# Aim of the exercise
Could you retype all of the data below exactly as given?

-*-

PR #348, opened 2026-04-30
feat: ✨ connect required checks extensions from the config file

### LINKED ISSUE #346: Config for extensions in CLI

joelostblom:
# Description

Closes #346 (unless we want to add custom checks in a follow up PR, more details in the issue)

Needs a thorough review.

## Checklist

- [x] Ran `just run-all`


docs/guide/config-file.qmd
```diff
@@ -149,3 +152,57 @@ finally:
 
 If you want to add different exclusions, you can keep adding more
 `[[exclusions]]` below this one.
+
+### Extensions
+
+#### Required checks
+
+You can also add required checks in your configuration file. For require
```
martonvago:
```suggestion
You can also add required checks in your configuration file. To require
```

tests/test_cli.py
```diff
@@ -134,6 +135,80 @@ def test_check_passes_exclusions_from_config_to_check(
...
+                'message = "Description is required."',
+            ]
+        )
+    )
+
+    fake_source = object()
+    mock_parse_source.return_value = fake_source
+    mock_read_properties.return_value = {"name": "test-package"}
+    mock_check.return_value = []
+
```
martonvago:
```suggestion
```
I don't think you need these because mocked functions return`MagicMock` objects by default and these serve as valid inputs to other mocked functions.

docs/guide/config-file.qmd
```diff
@@ -149,3 +152,57 @@ finally:
...
+```
+
+You can add more required checks by adding more
+`[[extensions.required_checks]]` tables.
+
+#### Custom checks
+
+Custom checks require a Python function for their `check` argument, so
+define [`CustomCheck`](/docs/reference/CustomCheck.qmd) extensions in
+Python rather than in a TOML configuration file.
```
martonvago, line 232: I like this solution! Then should we raise an error if they add `[[extensions.custom_checks]]` in the config file? Because now it tries to instantiate `CustomCheck` and inevitably fails.

martonvago (changes requested):
Very nice, just small comments. ☺️

docs/guide/config-file.qmd
```diff
@@ -149,3 +152,57 @@ finally:
 
 If you want to add different exclusions, you can keep adding more
 `[[exclusions]]` below this one.
+
+### Extensions
+
+#### Required checks
+
+You can also add required checks in your configuration file. To require
+the `contributors` property, add a table titled
```
```suggestion
the `contributors` property, add use the TOML header
```

docs/guide/config-file.qmd
```diff
@@ -149,3 +152,57 @@ finally:
...
+``` {.toml filename=".cdp.toml"}
+[[extensions.required_checks]]
+jsonpath="$.contributors"
+message="The 'contributors' field is required in the Data Package properties."
+```
+
+Run the check:
+
+``` {.bash filename="Terminal"}
+check-datapackage check "$simple_example"
```
lwjohnst86: Not sure how I missed this, but this code chunk doesn't run, so using `$simple_example` is a bit confusing here. Was that the intent? You could the write the example to a file in the local folder (e.g. `_example/datapackage.json`) and use that throughout instead.

lwjohnst86 (changes requested):

docs/guide/config-file.qmd
joelostblom: This was actually already updated in the exclusions PR to use downloaded data, but not yet changed here; good that you noticed!

docs/guide/config-file.qmd
joelostblom: Agree with this. Unfortunately it ended up being a bit annoying because just adding a check in a naive way as per 92a5aad creates and ugly error message:

```
❯ cdp check                                                                                          
╭─ Error ────────────────────────────────────────────────────────────────────────────────────────────╮
│ 1 validation error for Extensions                                                                  │
│ custom_checks                                                                                      │
│   Custom checks cannot be configured in TOML because `check` must be a Python callable. Define     │
│ CustomCheck extensions in Python instead. [type=custom_checks_config, input_value=[{'type':        │
│ 'only-mit', 'js...eck': "value == 'mit'"}], input_type=list]                                       │
╰────────────────────────────────────────────────────────────────────────────────────────────────────╯
```

The current implementation in 169b3a9  formats this error to be more readable at the expense of more complex logic for all errors just to catch this one:

```
❯ cdp check                                                                                          
╭─ Error ────────────────────────────────────────────────────────────────────────────────────────────╮
│ Custom checks cannot be configured in TOML because `check` must be a Python callable. Define       │
│ CustomCheck extensions in Python instead.                                                          │
╰────────────────────────────────────────────────────────────────────────────────────────────────────╯
```

I was initially trying to use Pydantic's hide_input_in_error=True but it seems like it is not compatible with models that are wrapped in Annotated. I considered pursuing this and fixing upstream, but I think there might still be parts of the error that is a bit opaque (like the type still being included), so I went with the custom solution in the end (but open to alternatives).

tests/test_cli.py
joelostblom: Thanks! I changed it to still check that the functions were called once, but not return any values.

docs/guide/config-file.qmd
martonvago: Hmm, I see!
The only other thought I had was setting something like:
```python
custom_checks: Annotated[
    list[CustomCheck],
    Parameter(parse=False, show=False),
] = []
```
in `Extensions`.

This gives the error:

Image

Which is not as precise as yours but maybe not horrible (but I have lower standards haha).

joelostblom: Ah interesting idea! But yeah, I think the error message probably isn't helpful enough... I'm thinking it would be confusing that is just says that `[extensions][custom_checks]` is an unknown option, since it is an option that we actually support, just not through the config. Pointing users to how to specify that option would be more helpful (although I agree that the smaller change required is attractive =p )

martonvago: Sorry for the delay, I've been thinking about this a bit because it is a problem unique to the CLI, so it would be nice if it could be solved without touching the classes that support both the CLI and the Python package. The current solution relies on detecting if the class was instantiated from the CLI, and that is information that we know in advance and shouldn't really need to recover at a later point. And, ideally, in the "generalist" classes we shouldn't need to care about how the class was created.

Some ideas:
1. Instead of having `extensions` as a CLI param, have just `required_checks`. Downsides are the diverging structures between the interfaces and the autogenerated error messages.
2. Define a separate class for the `extensions` CLI input and handle `custom_checks` there. E.g.:
```python
class ExtensionsCLI:
    def __init__(
        self,
        required_checks: list[RequiredCheck] | None = None,
        custom_checks: Any = None,
    ) -> None:
        if custom_checks is not None:
            raise ValueError(CUSTOM_CHECKS_CONFIG_ERROR)
        self.required_checks = required_checks or []
```
And later instantiate `Extensions` from this.
This would keep a separation between CLI-related logic and general logic.

3. Maybe we could do # 2 above with cyclopts [converters](https://cyclopts.readthedocs.io/en/latest/parameters.html#converters), but this might be a bit fiddly because converters don't work with Pydantic models.

What do you think?

joelostblom: > because it is a problem unique to the CLI, so it would be nice if it could be solved without touching the classes that support both the CLI and the Python package

Great point; I agree with that.

I changed to your second suggestion in 11e9714. I think this also makes the code easier to read; great idea!

martonvago (dismissed):
Yay!! 💪 🧑‍🌾 💪

src/check_datapackage/cli.py
lwjohnst86:
```suggestion
from typing import Annotated, Any, Optional
```

src/check_datapackage/cli.py
```diff
@@ -15,6 +15,27 @@
...
+    "a Python callable. Define CustomCheck extensions in Python instead."
+)
+
+
+class ExtensionsCli:
+    """Extensions that can be represented in a TOML config file."""
+
+    def __init__(
+        self,
+        required_checks: list[RequiredCheck] | None = None,
```
lwjohnst86:
```suggestion
        required_checks: Optional[list[RequiredCheck]] = None,
```

lwjohnst86 (changes requested):
Nice, only some small changes, plus the uv.lock file needs to be updated to resolve the conflict.

lwjohnst86 (approved):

-*-

# Reply
PR #348, opened 2026-04-30
feat: ✨ connect required checks extensions from the config file

### LINKED ISSUE #346: Config for extensions in CLI

joelostblom:
# Description

Closes #346 (unless we want to add custom checks in a follow up PR, more details in the issue)

Needs a thorough review.

## Checklist

- [x] Ran `just run-all`


docs/guide/config-file.qmd
```diff
@@ -149,3 +152,57 @@ finally:
 
 If you want to add different exclusions, you can keep adding more
 `[[exclusions]]` below this one.
+
+### Extensions
+
+#### Required checks
+
+You can also add required checks in your configuration file. For require
```
martonvago:
```suggestion
You can also add required checks in your configuration file. To require
```

tests/test_cli.py
```diff
@@ -134,6 +135,80 @@ def test_check_passes_exclusions_from_config_to_check(
...
+                'message = "Description is required."',
+            ]
+        )
+    )
+
+    fake_source = object()
+    mock_parse_source.return_value = fake_source
+    mock_read_properties.return_value = {"name": "test-package"}
+    mock_check.return_value = []
+
```
martonvago:
```suggestion
```
I don't think you need these because mocked functions return`MagicMock` objects by default and these serve as valid inputs to other mocked functions.

docs/guide/config-file.qmd
```diff
@@ -149,3 +152,57 @@ finally:
...
+```
+
+You can add more required checks by adding more
+`[[extensions.required_checks]]` tables.
+
+#### Custom checks
+
+Custom checks require a Python function for their `check` argument, so
+define [`CustomCheck`](/docs/reference/CustomCheck.qmd) extensions in
+Python rather than in a TOML configuration file.
```
martonvago, line 232: I like this solution! Then should we raise an error if they add `[[extensions.custom_checks]]` in the config file? Because now it tries to instantiate `CustomCheck` and inevitably fails.

martonvago (changes requested):
Very nice, just small comments. ☺️

docs/guide/config-file.qmd
```diff
@@ -149,3 +152,57 @@ finally:
 
 If you want to add different exclusions, you can keep adding more
 `[[exclusions]]` below this one.
+
+### Extensions
+
+#### Required checks
+
+You can also add required checks in your configuration file. To require
+the `contributors` property, add a table titled
```
```suggestion
the `contributors` property, add use the TOML header
```

docs/guide/config-file.qmd
```diff
@@ -149,3 +152,57 @@ finally:
...
+``` {.toml filename=".cdp.toml"}
+[[extensions.required_checks]]
+jsonpath="$.contributors"
+message="The 'contributors' field is required in the Data Package properties."
+```
+
+Run the check:
+
+``` {.bash filename="Terminal"}
+check-datapackage check "$simple_example"
```
lwjohnst86: Not sure how I missed this, but this code chunk doesn't run, so using `$simple_example` is a bit confusing here. Was that the intent? You could the write the example to a file in the local folder (e.g. `_example/datapackage.json`) and use that throughout instead.

lwjohnst86 (changes requested):

docs/guide/config-file.qmd
joelostblom: This was actually already updated in the exclusions PR to use downloaded data, but not yet changed here; good that you noticed!

docs/guide/config-file.qmd
joelostblom: Agree with this. Unfortunately it ended up being a bit annoying because just adding a check in a naive way as per 92a5aad creates and ugly error message:

```
❯ cdp check                                                                                          
╭─ Error ────────────────────────────────────────────────────────────────────────────────────────────╮
│ 1 validation error for Extensions                                                                  │
│ custom_checks                                                                                      │
│   Custom checks cannot be configured in TOML because `check` must be a Python callable. Define     │
│ CustomCheck extensions in Python instead. [type=custom_checks_config, input_value=[{'type':        │
│ 'only-mit', 'js...eck': "value == 'mit'"}], input_type=list]                                       │
╰────────────────────────────────────────────────────────────────────────────────────────────────────╯
```

The current implementation in 169b3a9  formats this error to be more readable at the expense of more complex logic for all errors just to catch this one:

```
❯ cdp check                                                                                          
╭─ Error ────────────────────────────────────────────────────────────────────────────────────────────╮
│ Custom checks cannot be configured in TOML because `check` must be a Python callable. Define       │
│ CustomCheck extensions in Python instead.                                                          │
╰────────────────────────────────────────────────────────────────────────────────────────────────────╯
```

I was initially trying to use Pydantic's hide_input_in_error=True but it seems like it is not compatible with models that are wrapped in Annotated. I considered pursuing this and fixing upstream, but I think there might still be parts of the error that is a bit opaque (like the type still being included), so I went with the custom solution in the end (but open to alternatives).

tests/test_cli.py
joelostblom: Thanks! I changed it to still check that the functions were called once, but not return any values.

docs/guide/config-file.qmd
martonvago: Hmm, I see!
The only other thought I had was setting something like:
```python
custom_checks: Annotated[
    list[CustomCheck],
    Parameter(parse=False, show=False),
] = []
```
in `Extensions`.

This gives the error:

Image

Which is not as precise as yours but maybe not horrible (but I have lower standards haha).

joelostblom: Ah interesting idea! But yeah, I think the error message probably isn't helpful enough... I'm thinking it would be confusing that is just says that `[extensions][custom_checks]` is an unknown option, since it is an option that we actually support, just not through the config. Pointing users to how to specify that option would be more helpful (although I agree that the smaller change required is attractive =p )

martonvago: Sorry for the delay, I've been thinking about this a bit because it is a problem unique to the CLI, so it would be nice if it could be solved without touching the classes that support both the CLI and the Python package. The current solution relies on detecting if the class was instantiated from the CLI, and that is information that we know in advance and shouldn't really need to recover at a later point. And, ideally, in the "generalist" classes we shouldn't need to care about how the class was created.

Some ideas:
1. Instead of having `extensions` as a CLI param, have just `required_checks`. Downsides are the diverging structures between the interfaces and the autogenerated error messages.
2. Define a separate class for the `extensions` CLI input and handle `custom_checks` there. E.g.:
```python
class ExtensionsCLI:
    def __init__(
        self,
        required_checks: list[RequiredCheck] | None = None,
        custom_checks: Any = None,
    ) -> None:
        if custom_checks is not None:
            raise ValueError(CUSTOM_CHECKS_CONFIG_ERROR)
        self.required_checks = required_checks or []
```
And later instantiate `Extensions` from this.
This would keep a separation between CLI-related logic and general logic.

3. Maybe we could do # 2 above with cyclopts [converters](https://cyclopts.readthedocs.io/en/latest/parameters.html#converters), but this might be a bit fiddly because converters don't work with Pydantic models.

What do you think?

joelostblom: > because it is a problem unique to the CLI, so it would be nice if it could be solved without touching the classes that support both the CLI and the Python package

Great point; I agree with that.

I changed to your second suggestion in 11e9714. I think this also makes the code easier to read; great idea!

martonvago (dismissed):
Yay!! 💪 🧑‍🌾 💪

src/check_datapackage/cli.py
lwjohnst86:
```suggestion
from typing import Annotated, Any, Optional
```

src/check_datapackage/cli.py
```diff
@@ -15,6 +15,27 @@
...
+    "a Python callable. Define CustomCheck extensions in Python instead."
+)
+
+
+class ExtensionsCli:
+    """Extensions that can be represented in a TOML config file."""
+
+    def __init__(
+        self,
+        required_checks: list[RequiredCheck] | None = None,
```
lwjohnst86:
```suggestion
        required_checks: Optional[list[RequiredCheck]] = None,
```

lwjohnst86 (changes requested):
Nice, only some small changes, plus the uv.lock file needs to be updated to resolve the conflict.

lwjohnst86 (approved):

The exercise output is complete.